Public university in Kenya

The University of Embu (UoEm) is a public research university located in Embu County, Kenya. Established in 2011 as a constituent college of the University of Nairobi and chartered as a full-fledged university in 2016, it offers undergraduate, postgraduate, and research programs across diverse disciplines. The institution serves as a key center for higher education and research in the region, with a focus on agriculture, science, business, education, and technology.

== Location ==
Embu, Kenya.

It is located along the Meru-Nairobi Highway, opposite Kangaru High School, 4 km from Embu town at Kirimari ward in Manyatta constituency, Embu West.

== History ==

The college was created from Embu Agricultural Staff Training (East) College in 2011, at which time President Mwai Kibaki inaugurated the EUC council to support its mission, pursuant to Legal Notice No. 65 of 17 June 2011.

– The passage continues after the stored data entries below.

PR #279, opened 2020-10-23
Unique command names

### LINKED ISSUE #278: Multiple languageserver instances will crash on vscode
The recently merged #274 will crash on vscode (tested), it seems to hit the exact case here

https://github.com/microsoft/vscode-languageserver-node/issues/333

screengrab

Screen Shot 2020-10-21 at 3 51 18 PM

One reply suggests doing something to ensure command uniqueness between server instances, but that is really disappointing and feels like a hack.

appilon:
This PR ensures the uniqueness of the exported commands across different language servers (with a `terraform-ls.` prefix, this is a common practice) and an additional `<commandPrefix>.`, this latter ensures multiple instances of the language server can run side by side, it will become the clients responsibility to send requests with the correct command name, the `commandPrefix` is only enabled if specified in the `initializationOptions` for the server.
```
"executeCommandProvider": {
    "commands": ["1234.terraform-ls.rootmodules"]
}
```

Closes #278

### DIFF
--- a/internal/context/context.go
+++ b/internal/context/context.go
@@ -34,6 +34,7 @@ var (
 	ctxRootModuleWalker  = &contextKey{"root module walker"}
 	ctxRootModuleLoader  = &contextKey{"root module loader"}
 	ctxRootDir           = &contextKey{"root directory"}
+	ctxCommandPrefix     = &contextKey{"command prefix"}
 	ctxDiags             = &contextKey{"diagnostics"}
 )
 
@@ -188,6 +189,28 @@ func RootDirectory(ctx context.Context) (string, bool) {
 		return "", false
 	}
 	return *rootDir, true
+}
+
+func WithCommandPrefix(ctx context.Context, prefix *string) context.Context {
+	return context.WithValue(ctx, ctxCommandPrefix, prefix)
+}
+
+func SetCommandPrefix(ctx context.Context, prefix string) error {
+	commandPrefix, ok := ctx.Value(ctxCommandPrefix).(*string)
+	if !ok {
+		return missingContextErr(ctxCommandPrefix)
+	}
+
+	*commandPrefix = prefix
+	return nil
+}
+
+func CommandPrefix(ctx context.Context) (string, bool) {
+	commandPrefix, ok := ctx.Value(ctxCommandPrefix).(*string)
+	if !ok {
+		return "", false
+	}
+	return *commandPrefix, true
 }
 
 func WithRootModuleWalker(ctx context.Context, w *rootmodule.Walker) context.Context {
--- a/internal/context/context.go
+++ b/internal/context/context.go
@@ -35,6 +35,7 @@ var (
 	ctxRootModuleLoader  = &contextKey{"root module loader"}
 	ctxRootDir           = &contextKey{"root directory"}
 	ctxDiags             = &contextKey{"diagnostics"}
+	ctxServerID          = &contextKey{"servier id"}
 )
 
 func missingContextErr(ctxKey *contextKey) *MissingContextErr {
@@ -188,6 +189,28 @@ func RootDirectory(ctx context.Context) (string, bool) {
 		return "", false
 	}
 	return *rootDir, true
+}
+
+func WithServerID(ctx context.Context, id *string) context.Context {
+	return context.WithValue(ctx, ctxServerID, id)
+}
+
+func SetServerID(ctx context.Context, id string) error {
+	serverID, ok := ctx.Value(ctxServerID).(*string)
+	if !ok {
+		return missingContextErr(ctxServerID)
+	}
+
+	*serverID = id
+	return nil
+}
+
+func ServerID(ctx context.Context) (string, bool) {
+	serverID, ok := ctx.Value(ctxServerID).(*string)
+	if !ok {
+		return "", false
+	}
+	return *serverID, true
 }
 
 func WithRootModuleWalker(ctx context.Context, w *rootmodule.Walker) context.Context {
--- a/internal/context/context.go
+++ b/internal/context/context.go
@@ -35,7 +35,7 @@ var (
 	ctxRootModuleLoader  = &contextKey{"root module loader"}
 	ctxRootDir           = &contextKey{"root directory"}
 	ctxDiags             = &contextKey{"diagnostics"}
-	ctxServerID          = &contextKey{"servier id"}
+	ctxServerID          = &contextKey{"server id"}
 )
 
 func missingContextErr(ctxKey *contextKey) *MissingContextErr {
--- a/internal/context/context.go
+++ b/internal/context/context.go
@@ -35,7 +35,7 @@ var (
 	ctxRootModuleLoader  = &contextKey{"root module loader"}
 	ctxRootDir           = &contextKey{"root directory"}
 	ctxDiags             = &contextKey{"diagnostics"}
-	ctxServerID          = &contextKey{"server id"}
+	ctxCommandPrefix     = &contextKey{"command prefix"}
 )
 
 func missingContextErr(ctxKey *contextKey) *MissingContextErr {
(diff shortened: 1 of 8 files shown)


appilon:
Paul had suggested the unique ID (maybe even just an incrementing integer) be generated by the client and passed to the server to prefix/suffix, which I'm open to as an alternative, or perhaps we use the `pid` as the unique ID, the client would have to figure out that mapping though.

aeschright:
For that second option to work, would the server then just keep track of what uuid was used to call it the first time, or is there some other way we'd register the setting?

appilon:
Correct the value would be passed to the server during initialization, it would have the same effect, just maybe feel a little cleaner without the long root folder URI, the client would likely keep the ID as the key to it's map (which as of writing is the workspace folder URI).

internal/context/context.go
```diff
@@ -35,6 +35,7 @@ var (
 	ctxRootModuleLoader  = &contextKey{"root module loader"}
 	ctxRootDir           = &contextKey{"root directory"}
 	ctxDiags             = &contextKey{"diagnostics"}
+	ctxServerID          = &contextKey{"servier id"}
```
aeschright, line 38:
```suggestion
	ctxServerID          = &contextKey{"server id"}
```

appilon: great 👁️

langserver/handlers/handlers_test.go
```diff
@@ -16,29 +17,38 @@ import (
...
-			"textDocumentSync": {
-				"openClose": true,
-				"change": 2
-			},
-			"completionProvider": {},
-			"documentSymbolProvider":true,
-			"documentFormattingProvider":true,
-			"executeCommandProvider": {
-				"commands": ["rootmodules"]
+func initializeResponse(t *testing.T, commandSuffix string) string {
```
radeksimko, line 20: Assuming that the ID is an optional parameter, should we maybe have a dedicated test which is the only one that defines it, instead of changing the default test data which used throughout other tests?

Relatedly I think we should have tests which do _not_ set that parameter, because that will at this moment be any client other than VSCode and we intend to continue supporting these clients.

langserver/handlers/initialize.go
```diff
@@ -77,6 +74,16 @@ func (lh *logHandler) Initialize(ctx context.Context, params lsp.InitializeParam
...
+
+	// set server ID
+	err = lsctx.SetServerID(ctx, out.Options.ID)
+	if err != nil {
+		return serverCaps, err
+	}
+	// apply suffix to executeCommand handler names
+	serverCaps.Capabilities.ExecuteCommandProvider = &lsp.ExecuteCommandOptions{
+		Commands: handlers.Names(out.Options.ID),
+	}
```
radeksimko, line 86: Nitpick: Is there a reason for setting it down here instead of moving the setter to the top and keeping it all capabilities in one place?

langserver/handlers/execute_command.go
```diff
@@ -7,26 +7,35 @@ import (
...
-	return names
+	return fullnames
 }
 
 func (lh *logHandler) WorkspaceExecuteCommand(ctx context.Context, params lsp.ExecuteCommandParams) (interface{}, error) {
-	handler, ok := handlers[params.Command]
+	serverID, _ := lsctx.ServerID(ctx)
+	name := strings.TrimPrefix(params.Command, commandPrefix)
+	name = strings.TrimSuffix(name, "."+serverID)
+	handler, ok := handlers[name]
```
radeksimko, line 38: Could we perhaps simplify this logic here by decoupling the lookup into a dedicated `executeCommandHandlers` method - say `FindCommand(name, suffix string) (executeCommandHandler, bool)` - then we can also more easily utilize `Names()` there and perform exact match on the key, instead of string key trimming?

internal/settings/settings.go
```diff
@@ -2,13 +2,15 @@ package settings
...
 	"fmt"
+
 	"github.com/mitchellh/mapstructure"
 )
 
 type Options struct {
 	// RootModulePaths describes a list of absolute paths to root modules
 	RootModulePaths    []string `mapstructure:"rootModulePaths"`
 	ExcludeModulePaths []string `mapstructure:"excludeModulePaths"`
+	ID                 string   `mapstructure:"id"`
```
radeksimko, line 13: Because this is exposed to the client and essentially becoming part of a public API, could we give it a slightly more descriptive name - e.g. `CommandPrefix` (`mapstructure:commandPrefix`)? If we ever need to use a unique ID for something else, then we can just add that as a separate option, but I would hope this is the only one we need to support for the foreseeable future. 😄

internal/context/context.go
```diff
@@ -35,6 +35,7 @@ var (
 	ctxRootModuleLoader  = &contextKey{"root module loader"}
 	ctxRootDir           = &contextKey{"root directory"}
 	ctxDiags             = &contextKey{"diagnostics"}
+	ctxServerID          = &contextKey{"server id"}
```
radeksimko, line 38: Related to my comment below, given what we use this option for, would "command prefix" be a perhaps a better name for this?

radeksimko (commented):
Thank you for working on this and for discovering this issue early before the release! 😅 

Besides my comments inline I would have one more question about the format - was there a particular reason behind `<static-prefix>.<command>.<instance-specific-prefix>`?
I don't have a strong opinion on the order, just genuinely curious if this was motivated by anything on the client side or in the LSP?

langserver/handlers/handlers_test.go
appilon: yes I agree I will change the default

langserver/handlers/initialize.go
appilon: I need the `initializationOptions` to have been parsed, and this is where that has happened

langserver/handlers/execute_command.go
appilon: I can isolate this code a bit more certainly. I found it easier to actually keep the prefix and suffix out of the map, so I likely will still need the trimming but I'll see what I can do

internal/settings/settings.go
appilon: I sort of feel strongly to the opposite approach. I wanted to be very careful about the things we bake into essentially our own protocol we have to live with. I thought the concept of assigning the server an `ID` would be very flexible and canonical, I wanted to keep the details of command suffixing out of it if possible.

But I do agree 🤔 having something called `ID` then be implicitly suffixed is sorta of a weird piece of knowledge client developers need to know about is also weird... I could maybe be convinced of the otherside, I need to sleep on it/discuss further with you/team.

appilon:
> Thank you for working on this and for discovering this issue early before the release! 😅
> 
> Besides my comments inline I would have one more question about the format - was there a particular reason behind `<static-prefix>.<command>.<instance-specific-prefix>`?
> I don't have a strong opinion on the order, just genuinely curious if this was motivated by anything on the client side or in the LSP?

@radeksimko the static prefix is a common pattern. I should maybe see if I can find some precedent with another popular langserver (I'll try python) and go with what they do, but I felt that since the instance specific ID is optional, I felt making it a suffix felt more intuitive. 
`terraform-ls.rootmodules` contrasted with `terraform-ls.1234.rootmodules`
VS
`terraform-ls.rootmodules` contrasted with `terraform-ls.rootmodules.1234` I liked that the first two pieces `<static-prefix>.<command>.` "lined up" and the last part can be dropped.

Similar to your other point though... I also now wonder if your suggestion is more intuitive in the world of namespacing like "please route request to `terraform-ls` `instance 1234`. Need to chat about it more..

langserver/handlers/execute_command.go
```diff
@@ -13,12 +13,26 @@ import (
 type executeCommandHandler func(context.Context, commandArgs) (interface{}, error)
 type executeCommandHandlers map[string]executeCommandHandler
 
-var handlers = executeCommandHandlers{
-	"rootmodules": executeCommandRootModulesHandler,
+const langServerPrefix = "terraform-ls."
+
+var commandPrefix string
+var handlers = make(executeCommandHandlers)
```
radeksimko, line 19: Technically the same server instance/process can serve multiple sessions, each of which may be initialized with a different prefix, wouldn't such shared state lead to race conditions?

radeksimko (approved):

langserver/handlers/execute_command.go
appilon: Can it? Do we support that or are you saying the spec in general does? Once the language server supports multiple workspaces i was going to deprecate this setting

appilon: After discussion I see the foolishness of my assumption that our languageserver currently only support 1 session. This is not true and this PR uses global memory which will not work out well. I will correct the implementation, fortunately there are no changes to the public API proposed, just internals.

langserver/handlers/execute_command.go
```diff
@@ -7,26 +7,45 @@ import (
...
 type executeCommandHandlers map[string]executeCommandHandler
 
+const langServerPrefix = "terraform-ls."
+
 var handlers = executeCommandHandlers{
-	"rootmodules": executeCommandRootModulesHandler,
+	prefix("rootmodules"): executeCommandRootModulesHandler,
+}
+
+func prefix(name string) string {
```
radeksimko, line 23: Nitpick: can we call this something like `prefixedCommandName`?

radeksimko (approved):
:shipit:

langserver/handlers/execute_command.go
appilon: I shall but I'm keeping it present tense `prefixCommandName()`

The Embu Agricultural Staff Training (East) College was established in 1947 as an agriculture training school for pre-service training at certificate level to Kenya African Preliminary Examination (KAPE) students.

In 1968 the centre was renamed Embu Institute of Agriculture and started admitting secondary school students for two-year certificate training as Technical Assistants.

In 1990 it was up-graded to an Agricultural Staff Training College whose mandate was to develop and implement short management and technical courses, and offer research and consultancy services to enhance performance in the agricultural sector.

on October 7, 2016, University of Embu was awarded a Charter by H.E. President Uhuru Kenyatta at a function held at the State house, Nairobi. In another development, Prof. Musili Wambua was appointed by H.E. President Uhuru Kenyatta as the first Chancellor of the New University of Embu.
University of Embu offers courses such as biochemistry, microbiology and biotechnology, law, industrial chemistry, analytical chemistry, animal science and veterinary studies, library and information science, computer engineering and education courses

The University of Embu overtook the University of Nairobi (UoN) and other state corporations with its stellar performance in the financial year 2019/20.
A report by the Daily Nation on Tuesday, July 13, indicated that the university had ranked top in a study done by the Ministry of Public Service and Gender.
The study was aimed at evaluating the performance of ministries, state corporations and tertiary institutions for 2019/20 and has been in the excellent category for 7 consecutive years.
According to the Ministry of Public Service, the university received a 2.1250 excellent composite score followed by Tharaka Nithi University College with 2.1791.